Both GeneralForm and SQLObjectEditView issue abort()s internally when WidgetsError is issued. It is somewhat surprising to me that the loop which validates widgets is not done before actually trying to modify data, though I can understand why that may be so (widget validation may depend on previous modifications done as part of the transaction).

I think the rollback is caused by the form processing machinery. GeneralForm, and the various EditForm and FormView variants all do an abort() if there is a WidgetError.

This is dangerous. I think we implicitly start a new transaction after an abort(). What we should be doing is "dooming" the transaction, so that by the time we get to the end of publication, the publication knows it must not commit the transaction, but instead will always abort it, regardless.

Sometime ago, I proposed a doom() method for the transaction manager API in Zope. We can do an equivalent thing either by extending the TM api or hooking into the publisher.

We should also log the stack trace when we have ROLLBACKS in OOPS reports, so we can see exactly where these are occuring.

Steve Alexander wrote:
> I think the rollback is caused by the form processing machinery.
> GeneralForm, and the various EditForm and FormView variants all do an
> abort() if there is a WidgetError.
>
> This is dangerous. I think we implicitly start a new transaction after
> an abort(). What we should be doing is "dooming" the transaction, so
> that by the time we get to the end of publication, the publication knows
> it must not commit the transaction, but instead will always abort it,
> regardless.
>
> Sometime ago, I proposed a doom() method for the transaction manager API
> in Zope. We can do an equivalent thing either by extending the TM api
> or hooking into the publisher.

Is it obvious what the abort() in EditForm is attempting to do? If it is to
ensure that the transaction is never committed (by aborting the transactions
and deliberately not starting a fresh one), then the bug would be in the
psycopgda because it will automatically start a fresh transaction.
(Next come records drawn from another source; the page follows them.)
PR #405, opened 2022-05-19
Inline payment fields

AnshuChaudhari:
### Description
Branded to Unbranded experience migration via SPB vertical stack.

APMs have branded (PayPal logos / styles / guest user creation) flow via smart payment buttons.
We also built [unbranded](https://developer.paypal.com/docs/checkout/apm/) (no PayPal logos / configurable style / inline payment fields)  flow through [standalone buttons](https://developer.paypal.com/docs/multiparty/checkout/standard/customize/standalone-buttons/).

Our product requirement is to move away from branded flows and bring in an inline checkout experience for APMs that we built for unbranded(existing) to vertical stack as well.

- Go to `[go/smartbuttons](http://10.176.21.113:8000/)` add the custom stage - `te-apm-unbranded-vertical`
- Select country as Austria and integration tye as OrdervsV2
- Hit Refresh Button
- Click on eps funding source once vertical stack buttons are rendered
- Inline-payment-fields should render
- Fill out the inline form
- Hit Continue, it will go to the simulator

**Before (Branded/Guest flow):**

Branded-eps

### ----------------------------------------------------------------------------------------------
**After (Branded flow migrated to unbranded flow):**

Branded-to-Unbranded-migration

**Animations: Cross button**

Cross-button

**NOTE:** **_Following PRs should go in before current one._**

`paypal-checkout-components` - https://github.com/paypal/paypal-checkout-components/pull/1944
`smartcomponentnodeweb` - https://github.paypal.com/Checkout-R/smartcomponentnodeweb/pull/259
`altpayfieldsnodeweb` - https://github.paypal.com/DigitalGoods-Payments-R/altpayfieldsnodeweb/pull/245

❤️  Thank you!


src/payment-flows/payment-fields.js
```diff
@@ -0,0 +1,262 @@
...
+}
+
+function isPaymentFieldsPaymentEligible({ payment } : IsPaymentEligibleOptions) : boolean {
+    const { win, fundingSource } = payment || {};
+
+    if (win) {
+        return false;
+    }
+
+    if (fundingSource && !INLINE_PAYMENT_FIELDS_APM_LIST.includes(fundingSource)) {
```
weihou, line 61: we need to replace this logic with the elmo experiment result.

AnshuChaudhari: @weihou 
This is[ Elmo experiment](https://internal.msmaster.qa.paypal.com/elmo/experiment/103531) I am using right now for testing. 
It has treatment 100% allocated and I tried adding a custom filter for `fundingsource` to see if it works in our case 

So how this Elmo works is,  the setup is done in `smartcomponentnodeweb` for e.g. [inlineguest exp](https://github.paypal.com/Checkout-R/smartcomponentnodeweb/blob/master/lib/getInlineGuestExperiment.js) and we access that in `spb` via server/components/buttons/middleware  [here](https://github.com/paypal/paypal-smart-payment-buttons/blob/main/server/components/buttons/middleware.js#L151).  

The actual Elmo call happens at the time of 2nd render of vertical stack buttons, so we have the result of Elmo before we click any specific button from vertical stack. In this case we can use Elmo result by whitelisting the merchant.   

But when it comes to handling the enabling of APM method (say eps) as well via Elmo, we will need to pass the funding source specifically and as the Elmo call happens before we click on a specific button therefore the fundingsource remains `undefined` at the time of Elmo call and we get a `false` in the result as the filter added in Elmo expected `eps` value for fundingsource in elmo filter parameters.   

I don’t think we can do an Elmo api call after the user clicks on the button from vertical stack.  

So one option is we keep this `INLINE_PAYMENT_FIELDS_APM_LIST` check as is and use the Elmo exp result to enable for the whitelisted merchant. 

The other option is we somehow get a list of eligible funding sources for e.g’ [ ‘PayPal’, ‘eps’, ‘sofort’, ‘card’] in `smartcomponentnodeweb` and do multiple Elmo call and check against every funding source the merchant is eligible for. 

 If there are any other ways or suggestions you have please let me know. 
Also, any idea how remote config works with smart-payment-buttons repo?

src/types.js
```diff
@@ -40,40 +41,40 @@ export type ZoidComponent<P> = {|
...
-    onShippingAddressChange : ?(data : OnShippingAddressChangeData, {| resolve : () => ZalgoPromise<void>, reject : (string) => ZalgoPromise<void> |}) => ZalgoPromise<void> | void,
-    onShippingOptionsChange : ?(data : OnShippingOptionsChangeData, {| resolve : () => ZalgoPromise<void>, reject : (string) => ZalgoPromise<void> |}) => ZalgoPromise<void> | void,
+    onShippingChange? : ?(data : OnShippingChangeData, {| resolve : () => ZalgoPromise<void>, reject : (string) => ZalgoPromise<void> |}) => ZalgoPromise<void> | void,
+    onShippingAddressChange? : ?(data : OnShippingAddressChangeData, {| resolve : () => ZalgoPromise<void>, reject : (string) => ZalgoPromise<void> |}) => ZalgoPromise<void> | void,
+    onShippingOptionsChange? : ?(data : OnShippingOptionsChangeData, {| resolve : () => ZalgoPromise<void>, reject : (string) => ZalgoPromise<void> |}) => ZalgoPromise<void> | void,
     onError : (mixed) => ZalgoPromise<void> | void,
     onClose : () => ZalgoPromise<void> | void,
     fundingSource : FundingType,
-    card : ?$Values<typeof CARD>,
+    card? : ?$Values<typeof CARD>,
```
AnshuChaudhari, line 60: We added `?` and made a few keys optional for now here because we were getting flow errors like in the screenshot below, for all the keys which are changed. 
As in `payment-fields` file Checkout component is being used for the pop-up, the CheckoutProps are being used too.
Please let us know if you have any other suggestion for this to not changing the existing CheckoutProps and also fix the flow errors. 
image

server/lib/get-experiments.js
```diff
@@ -20,13 +20,18 @@ export type GetExperimentsParams = {|
...
+    isInlinePaymentFieldsEligibleExperiment: InlinePaymentFieldsEligibility
 |};
 
 export function getDefaultExperiments() : Promise<GetExperimentsType> {
     return Promise.resolve({
         enableVenmoAppLabel:           false,
         isFundingSourceBranded:        false,
-        isCardFieldsExperimentEnabled: false
+        isCardFieldsExperimentEnabled: false,
+        isInlinePaymentFieldsEligibleExperiment: {
```
mnicpt, line 32: @AnshuChaudhari I think we want to handle these eligibility requirements in checkout-components and just have boolean for the value in SPB.

src/button/button.js
```diff
@@ -31,7 +31,8 @@ type ButtonOpts = {|
     wallet : ?Wallet,
     buyerAccessToken : ?string,
     eligibility : {|
-        cardFields : boolean
+        cardFields : boolean,
+        inlinePaymentFields: InlinePaymentFieldsEligibility
```
mnicpt, line 35: @AnshuChaudhari See above.

src/types.js
```diff
@@ -40,40 +41,40 @@ export type ZoidComponent<P> = {|
 export type CheckoutProps = {|
     window? : ?(ProxyWindow | CrossDomainWindowType),
     sessionID : string,
-    buttonSessionID : string,
-    stickinessID : string,
+    buttonSessionID? : string,
```
mnicpt, line 44: Keep existing.

src/types.js
```diff
@@ -40,40 +41,40 @@ export type ZoidComponent<P> = {|
...
+    stickinessID? : string,
```
mnicpt, line 45: Keep existing

weihou (approved):

src/button/button.js
AnshuChaudhari: Later we agreed to go with the Elmo experiment check for inline eligibility itself.

server/lib/get-experiments.js
AnshuChaudhari: Later we agreed to go with the Elmo experiment check for inline eligibility itself.
@mnicpt Does this look good?

PR #406, opened 2022-05-19
Auth button

adolfo-flowers:
### Description

New implementation of the Log in with Paypal button. To have the Log in with Paypal button render server side. The log in with paypal button zoid main component is at https://github.com/paypal/paypal-identity-components the code here is what will be loaded inside the iframe.

https://engineering.paypalcorp.com/jira/browse/DTPIXEL-1290

https://engineering.paypalcorp.com/jira/browse/DTLOCALZN-14065
Some bug fixes on paypal-identity-components auth button

❤️  Thank you!


server/components/auth-button/htmlTemplate.js
```diff
@@ -0,0 +1,69 @@
+/* @flow */
+/** @jsx node */
+import { html } from 'jsx-pragmatic';
+import { AuthButton } from '@paypal/identity-components/dist/button';
```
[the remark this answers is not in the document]
adolfo-flowers: Hi @gregjopa thanks for pointing that out. I considered the watcher approach but I had a couple of doubts so I decided to do it through the dependency since this is just a very simple button component which won't see a lot of updates. Plus I think there might also exist the possibility of it falling out of sync the watcher way. 

If I understand correctly due to the caching done through memoization there are some scenarios where this might happen. How do we handle the case of high availability? For example with multiple servers running behind a load balancer then we could have a situation where different calls to the same server will respond with different versions of the same component in the scenario where for example a server gets respawned so it downloads the js bundle again while the others served the cached version. Also how do we handle breaking changes to the components api this way?

I think there is another way of always installing the latest version of the module on server start maybe incorporating a node upgrade command for PayPal packages at server boot which would have exactly the same effect with less complexity to the code base. That way we would be able to have the code more standarized while keeping basically the same behavior as the getWatcher approach. With the benefit of no code changes when switching between update strategies.

Although if it is strictly necessary then I would gladly add the getWatcher if its optional then I would prefer to leave it like that.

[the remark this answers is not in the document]
adolfo-flowers: @gregjopa I implemented the get watcher but I pass an empty sdkLocationInformation object since this function allways returns an invalid object https://github.com/paypal/paypal-smart-payment-buttons/blob/8a0b36bd87de658a0ce7f518ff98bde9f324f966/server/devServer.js#L240 also instead of ACTIVE_TAG I use latest since I don't know whats the deal with the environment variable. Thanks.

server/components/auth-button/middleware.js
```diff
@@ -0,0 +1,63 @@
...
+                responseType,
+                clientID,
+                returnurl,
+                customLabel,
+                locale,
+                style = {}
+            } = params;
+
+            if (!clientID) {
+                logger.info(req, 'smart_buttons_render');
```
wsbrunson, line 32: we either want to
1. remove this line completely
2. move this line above the `if` statement and change the event name to `auth_buttons_render`

probably go with 1. unless your team needs this log for something

server/components/auth-button/middleware.js
```diff
@@ -0,0 +1,63 @@
...
+                return clientErrorResponse(res, 'Please provide a clientID query parameter');
+            }
+            logger.info(req, `auth_button clientID: ${clientID}`);
```
wsbrunson, line 35: I don't think we should put `clientID` in the log name because the cardinality on that would be extremely high. I would suggest:

```suggestion
            logger.info(req, 'auth_button', {clientID});
```

another suggestion would be to add this to the rootTxn like we do for the payment buttons: https://github.com/paypal/paypal-smart-payment-buttons/blob/main/server/components/buttons/instrumentation.js#L37

server/components/auth-button/middleware.js
```diff
@@ -0,0 +1,63 @@
...
+            const script = await getPayPalAuthButtonsRenderScript({
+                logBuffer,
+                cache,
+                locationInformation,
+                sdkLocationInformation: {
+                    sdkCDNRegistry: undefined,
+                    sdkActiveTag: undefined
+                },
+            });
+            logger.info(req, `auth_button script version ${script.version}`);
```
wsbrunson, line 45:
```suggestion
            logger.info(req, `auth_button_version_${script.version}`);
```

server/watchers.js
```diff
@@ -49,6 +46,51 @@ function logInfo(logBuffer : LoggerBufferType, name : string, moduleDetails : Mo
     logBuffer.info(`${ name }_version_${ version.replace(/[^0-9]+/g, '_') }`, {});
 }
 
+export function getPayPalIdentityComponentsWatcher({ logBuffer, cache, locationInformation, sdkLocationInformation = {} } : {| logBuffer : ?LoggerBufferType, cache : ?CacheType, locationInformation : InstanceLocationInformation, sdkLocationInformation? : SDKLocationInformation |}) : Watcher {
```
wsbrunson, line 49: ah this is tricky. we just changed the way this works to support a phased rollout of the js-sdk through remote config. Give me til the end of the day and I can update this PR to use the new stuff we added if thats cool?

wsbrunson (approved):
once we get this tested in a TestEnv we can merge and publish

PR #409, opened 2022-05-25
Inline XO: onShippingChange callbacks

mnicpt:
### Description
Adds two new shipping change callbacks, `onShippingAddressChange` and `onShippingOptionsChange`.

For backward compatibility, the applications will check to see if merchant has implemented the new callback.  If present it will be called, otherwise, the current `onShippingChange` is called.


src/payment-flows/checkout.js
```diff
@@ -267,6 +267,24 @@ function initCheckout({ props, components, serviceData, payment, config, restart
...
+                    }
+                    
+                    return onShippingAddressChange({ buyerAccessToken, ...data }, actions);
+                } : null,
+
+            onShippingOptionsChange: onShippingOptionsChange
+                ? (data, actions) => {
+                    if (!data.selected_shipping_option) {
+                        throw new Error('Must pass selected_shipping_option in data to handle changes in shipping options.');
+                    } else {
```
wsbrunson, line 283: super minor, should we drop the `else` to match what `onShippingAddressChange` looks like?

src/props/onShippingAddressChange.js
```diff
@@ -0,0 +1,172 @@
...
+}
+
+export function buildXOnShippingAddressChangeActions({ data, actions: passedActions, orderID, facilitatorAccessToken, buyerAccessToken, partnerAttributionID, forceRestAPI } : {| data : OnShippingAddressChangeData, actions : OnShippingAddressChangeActionsType, orderID : string, facilitatorAccessToken : string, buyerAccessToken : ?string, partnerAttributionID : ?string, forceRestAPI : boolean |}) : XOnShippingAddressChangeActionsType {
+    const patchQueries = {};
+
+    let newAmount;
+    let breakdown = data.amount?.breakdown || {};
+
+    if (Object.keys(breakdown).length === 0) {
+        throw new Error('Must pass amount with breakdown into data attribute for onShippingAddressChange callback.');
```
wsbrunson, line 79: Something I've always wondered: are these error messages for merchants/merchant developers? Or would this be for us?

src/props/utils.js
```diff
@@ -0,0 +1,56 @@
...
+    });
+
+    return newAmount.toFixed(2);
+};
+
+export const buildBreakdown = ({ breakdown = {}, updatedAmounts = {} } : {| breakdown : Breakdown, updatedAmounts : {| [string] : string |} |}) : Breakdown => {
+    const breakdownKeys = Object.keys(breakdown);
+    const updatedAmountKeys = Object.keys(updatedAmounts);
+
+    const currency_code = breakdown[breakdownKeys[0]]?.currency_code;
```
wsbrunson, line 30: would it be more readable if we did `Object.values(breakdown)[0]?.currency_code`? just because I don't see `breakdownKeys` used again

src/props/utils.js
```diff
@@ -0,0 +1,56 @@
...
+export const convertQueriesToArray = ({ queries } : {| queries : {| [$Values<typeof ON_SHIPPING_CHANGE_PATHS>] : Query |} |}) : $ReadOnlyArray<Query> => {
+    const convertedQueries = [];
+    const patchQueryKeys = Object.keys(queries);
+    if (patchQueryKeys) {
+        patchQueryKeys.forEach(key => {
+            convertedQueries.push(queries[key]);
+        });
+    }
+
+    return convertedQueries;
```
wsbrunson, line 55: could this be
```
return Object.values(queries) || [] 
```

wsbrunson (approved):
minor comments, nothing to block the merge of this PR

nbierdeman (approved):
Nice work, @mnicpt! 🤩

src/props/onShippingAddressChange.js
mnicpt: @wsbrunson This one is an error for apps using the callback; like Dumbledore.

src/props/utils.js
mnicpt: Had an issue with typings by changing it as Object.values are of mixed type.

mnicpt:
Thanks for the review @nbierdeman and @wsbrunson and the team for the live review!  Also, thanks for all of the feedback that went into this.

wsbrunson (approved):

upigilam:
>For backward compatibility, the applications will check to see if merchant has implemented the new callback. If present it will be called, otherwise, the current onShippingChange is called.

NOTE: This change breaks for the new merchants(assuming old callback `onShippingChange` wont be present) falling back to existing member and guest applications for any unhandled errors in the new inlinexo app until we actually implement new callbacks in fallback apps.

mnicpt:
retest this please

PR #410, opened 2022-06-02
feat(server): use xprops.onError callback for critical errors

borodovisin:
### Description
The PR contains the changes to notify the `window.xprops.onError` when the server response fails in order to notify the JS SDK on the source client site.

The idea is to catch any error on the server and return an HTML page containing the JS SDK to enable communication between the requested resources and the parent window through the `xprops.onError` mechanism from Zoid.

Please refer to this [ticket](https://engineering.paypalcorp.com/jira/browse/DTPPSDK-725)

### Screenshots
Before we aren't able to notify the error to the parent window.
previous_behaviour

With this change we can see the alert generated from the `onError` callback in the parent window
new_behaviour

❤️  Thank you!


server/lib/util.js
```diff
@@ -264,3 +267,32 @@ export function getCSPNonce(res : ExpressResponse) : string {
...
+* Return a HTML including the JS SDK allowing the communication with the parent SDK.
+*
+* @param {ErrorArgumentNonMaybeValue} param0 the needed information to track and handle the errors
+* @returns an HTML page with access to the parent window.xprops
+*/
+export function htmlErrorHandler({ res, err, meta } : ErrorArgument) : void {
+    const cspNonce = getCSPNonce(res);
+    const pageHTML = `<!DOCTYPE html>
+        <html>
+        <head>
```
gregjopa, line 282: Do we need to include a `<title>`? I'd prefer to remove it and keep this payload as small as possible. Ex:

```html
<!DOCTYPE html>
<html>
    <body>
    <!-- Add logic here -->
    </body>
</html>

```

server/lib/util.js
```diff
@@ -264,3 +267,29 @@ export function getCSPNonce(res : ExpressResponse) : string {
 
     return nonce;
 }
+
+/**
+* Handler for server error and communication with the parent window.
+* Return a HTML including the JS SDK allowing the communication with the parent SDK.
+*
+* @param {ErrorArgumentNonMaybeValue} param0 the needed information to track and handle the errors
```
gregjopa, line 275: I would prefer to remove the `@param` and `@returns` part of the comment. They seem outdated and we have the flow types to self describe the inputs and outputs.

server/lib/util.js
```diff
@@ -264,3 +267,26 @@ export function getCSPNonce(res : ExpressResponse) : string {
...
+                ${ meta.getSDKLoader({ nonce: cspNonce }) }
+                <script nonce="${ cspNonce }">
+                    if (window.xprops && typeof window.xprops.onError === "function") {
+                        window.xprops.onError(${ errorMessage || 'Unexpected error' });
+                    }
+                </script>
+            </body>
+        </html>`;
+
+    return htmlResponse(res, pageHTML);
```
gregjopa, line 289: Are we able to send back a 500 error with htmlResponse()?

server/lib/util.js
```diff
@@ -264,3 +267,26 @@ export function getCSPNonce(res : ExpressResponse) : string {
...
+*/
+export function htmlErrorHandler({ res, errorMessage, meta } : ErrorArgument) : void {
+    const cspNonce = getCSPNonce(res);
+    const pageHTML = `<!DOCTYPE html>
+        <html>
+            <body data-nonce="${ cspNonce }">
+                ${ meta.getSDKLoader({ nonce: cspNonce }) }
+                <script nonce="${ cspNonce }">
+                    if (window.xprops && typeof window.xprops.onError === "function") {
+                        window.xprops.onError(${ errorMessage || 'Unexpected error' });
```
gregjopa, line 283:
```suggestion
                        window.xprops.onError("${ errorMessage }");
```

server/lib/util.js
```diff
@@ -264,3 +267,26 @@ export function getCSPNonce(res : ExpressResponse) : string {
 
     return nonce;
 }
+
+/**
+* Handler for server error and communication with the parent window.
+* Return a HTML including the JS SDK allowing the communication with the parent SDK.
+*/
+export function htmlErrorHandler({ res, errorMessage, meta } : ErrorArgument) : void {
```
gregjopa, line 275:
```suggestion
export function htmlErrorHandler({ res, errorMessage = 'Unexpected error', meta } : ErrorArgument) : void {
```

test/server/__snapshots__/render.button.test.js.snap
```diff
@@ -0,0 +1,72 @@
...
+                            loadV4();
+                            loadV5();
+                        } catch (err) {
+                            return;
+                        }
+                    })();
+                </script>
+                <script nonce=\\"\\">
+                    if (window.xprops && typeof window.xprops.onError === \\"function\\") {
+                        window.xprops.onError(Mocking a critical failure);
```
gregjopa, line 67: @borodovisin this error message needs to be wrapped in quotes

server/lib/util.js
```diff
@@ -264,3 +267,28 @@ export function getCSPNonce(res : ExpressResponse) : string {
...
+* Return a HTML including the JS SDK allowing the communication with the parent SDK.
+*/
+export function htmlErrorHandler({ res, meta, errorMessage } : ErrorArgument) {
+    const cspNonce = getCSPNonce(res);
+    const pageHtml = `<!DOCTYPE html>
+        <html>
+            <body data-nonce="${ cspNonce }">
+                ${ meta.getSDKLoader({ nonce: cspNonce }) }
+                <script nonce="${ cspNonce }">
+                    const error = new Error("${ errorMessage }");
```
gregjopa, line 282: Let's use `var` here to be safe. This code does not go through a transpiler so let's make sure it only uses ES3 features.
```suggestion
                    var error = new Error("${ errorMessage }");
```

gregjopa (approved):
Great improvement! 💯

westeezy (approved):

PR #415, opened 2022-06-08
feat: replace grabthar with button version manager

wsbrunson:
Bringing the phased rollout changes we did for the js sdk to spb.

Before we merge this, we'll need to:
- [x] create a remoteconfig for smartcomponentnodeweb 
- [x] update smartcomponentnodeweb to create and pass through the `spbVersionManager`


server/components/buttons/middleware.js
```diff
@@ -128,7 +123,7 @@ export function getButtonMiddleware({
             }
 
             const renderButton = await renderPromise;
-            const client = await clientPromise;
+            const clientScript = await clientPromise;
```
westeezy, line 126: nice rename here

PR #417, opened 2022-06-13
[no merge] fix applepay user gesture handler issue safari 15.5

andyfen:
as of safari 15.5 applepay is now failing with 
```
Must create a new ApplePaySession from a user gesture handler
```
can be seen [here](https://live-applepay-paypal-js-sdk.herokuapp.com/async-order-create.html)

Specified by apple:
_You attempt to create the ApplePaySession outside of a user gesture handler. The exception error "Must create a new ApplePaySession from a user gesture handler" appears._

https://developer.apple.com/documentation/apple_pay_on_the_web/apple_pay_js_api/creating_an_apple_pay_session

existing flow of events 
```
click ->
    createOrder
        -> orderId
         getCheckoutsession
                -> data
                 new ApplepaySession(data) 
```
this is now occurring because `createOrder` and `getCheckoutSession` is between the `click` and `ApplepaySession` events

`ApplepaySession` has to be directly called by `click` and this need to propagate the [isTrusted](https://developer.mozilla.org/en-US/docs/Web/API/Event/isTrusted) event property. 

a change in safari has occurred and this is not propagating to the ApplepaySession as it now sees `createOrder` as the initializer which is not a user event.

given checkout_session data is required to populate the ApplepaySession we need to initially create and order on render to obtain the required info. 

this restructures the flow of events to 
```
createOrder
    -> orderId
    getCheckoutsession
        -> data

        click
            new ApplepaySession(data)
```


mnicpt (changes requested):
@andyfen This issue would popup typically testing because of latency.  Not because of events occurring after click.  Given that, it could be that Apple has lessened that amount of time.  If they have this will also impact popups for Member flows.  Does this happen in production?

src/payment-flows/applepay/applepay.js
```diff
@@ -17,11 +17,41 @@ const SUPPORTED_VERSION = 4;
...
+        -> orderId
+        getCheckoutsession()
+            -> data
+
+            click ->
+                new ApplepaySession(data)
+    */
+    const { createOrder, locale, onError } = props;
+
+    return createOrder().then(id => {
```
mnicpt, line 34: @andyfen We aren't allowed to create an order without the user initiating by clicking on the button.   This solution will not work like this.

PR #426, opened 2022-06-22
Update onComplete data and actions

mnicpt:
### Description
Adds `capture` and `get` to actions for `onComplete` callback and also `intent` to the data attribute.  This allows merchants to capture the order if `intent=authorize` and authorization is done in the app.

### DIFF
--- a/src/button/pay.js
+++ b/src/button/pay.js
@@ -1,6 +1,6 @@
 /* @flow */
 
-import { noop, stringifyError } from '@krakenjs/belter/src';
+import { noop, stringifyError, isCrossSiteTrackingEnabled } from '@krakenjs/belter/src';
 import { EXPERIENCE } from '@paypal/checkout-components/src/constants/button';
 import { ZalgoPromise } from '@krakenjs/zalgo-promise/src';
 import { FPTI_KEY } from '@paypal/sdk-constants/src';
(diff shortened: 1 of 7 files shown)


src/button/pay.js
```diff
@@ -115,8 +108,14 @@ export function initiatePaymentFlow({ payment, serviceData, config, components,
                 [FPTI_KEY.PAYMENT_FLOW]:      name,
                 [FPTI_KEY.IS_VAULT]:          instrumentType ? '1' : '0',
                 [FPTI_CUSTOM_KEY.INFO_MSG]:   enableNativeCheckout ? 'tester' : '',
-                [FPTI_CUSTOM_KEY.EXPERIENCE]: derivedExperience
-            }).flush();
+                [FPTI_CUSTOM_KEY.EXPERIENCE]: experience === EXPERIENCE.INLINE ? 'inline' : ''
+            });
```
sunnypatel, line 112: Not sure what this does but do we need to `.flush()` here too?

mnicpt: @sunnypatel No.  The next log is taking care of it.

src/payment-flows/card-form.js
```diff
@@ -18,18 +19,28 @@ function setupCardForm() {
...
+
+        return inlinexoExperiment.isEnabled() ? false : true;
     }
 
     if (vault) {
         return false;
     }
 
-    if (onShippingChange || onShippingAddressChange || onShippingOptionsChange) {
+    if (onShippingChange) {
```
ravishekhar, line 43: Just a query - do we need to support `isCardFormEligible` when `onShippingAddressChange` or `onShippingOptionsChange` is present but do not support when `onShippingChange` is present?

ravishekhar (approved):
lgtm 👍

PR #432, opened 2022-06-30
Fix Flow error

mnicpt:

❤️  Thank you!


src/props/onComplete.js
```diff
@@ -35,7 +35,7 @@ export type XonCompleteOrderActions = {|
 |};
 
 export type XonCompletePaymentActions = {|
-    capture : () => ZalgoPromise<AuthorizationCaptureResponse>
+    capture : (data : AuthorizationCaptureData) => ZalgoPromise<AuthorizationCaptureResponse>
```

If this is what the abort() is supposed to achieve, I think that doom()
would be good as I can imagine other code that hooks into the transactional
system such as the email delivery subsystem will have the same behaviour.
doom() would ensure that commit() is a noop or raises an exception I assume?

--
Stuart Bishop <email address hidden> http://www.canonical.com/
Canonical Ltd. http://www.ubuntu.com/

Committing a doomed transaction would raise a specific DoomedTransaction exception. The publisher would catch this exception and explicitly abort instead.

Recent OOPS-194C656

Matsubara, that OOPS appears to be related to a different problem (it reports a duplicated key, and there are no UPDATEs in the SQL log AFAICS)

On Fri, Jul 14, 2006 at 04:39:17PM -0000, Christian Reis wrote:
> Matsubara, that OOPS appears to be related to a different problem (it
> reports a duplicated key, and there are no UPDATEs in the SQL log
> AFAICS)

Indeed, you are right. I chatted with Carlos and he confirmed that this is
a race condition on that page. I reported bug 53018 and appended all occurances
of that oops there.

>
--
Diogo M. Matsubara

Steve - should you have this for the doomed transactions?

This was added to Zope3 (see bug 98382). We should try to backport this change. (Upgrading to a recent Zope3 is bug 145746).

Running Zope 3.4 with doom().

We still need to use it in GeneralForm, as it is still calling transaction.abort() when it shouldn't be.

As is SQLObjectEditView.

Isn't the proper fix to get rid of GeneralFormView and SQLObjectEditView? That means 10 views for the former and 8 for the latter.

I have a branch, which I started before the epic and didn't have time to
finish, that gets rid of SQLObjectEditView. I'll try to finish it this
week, and GFV is certainly the next one on my radar.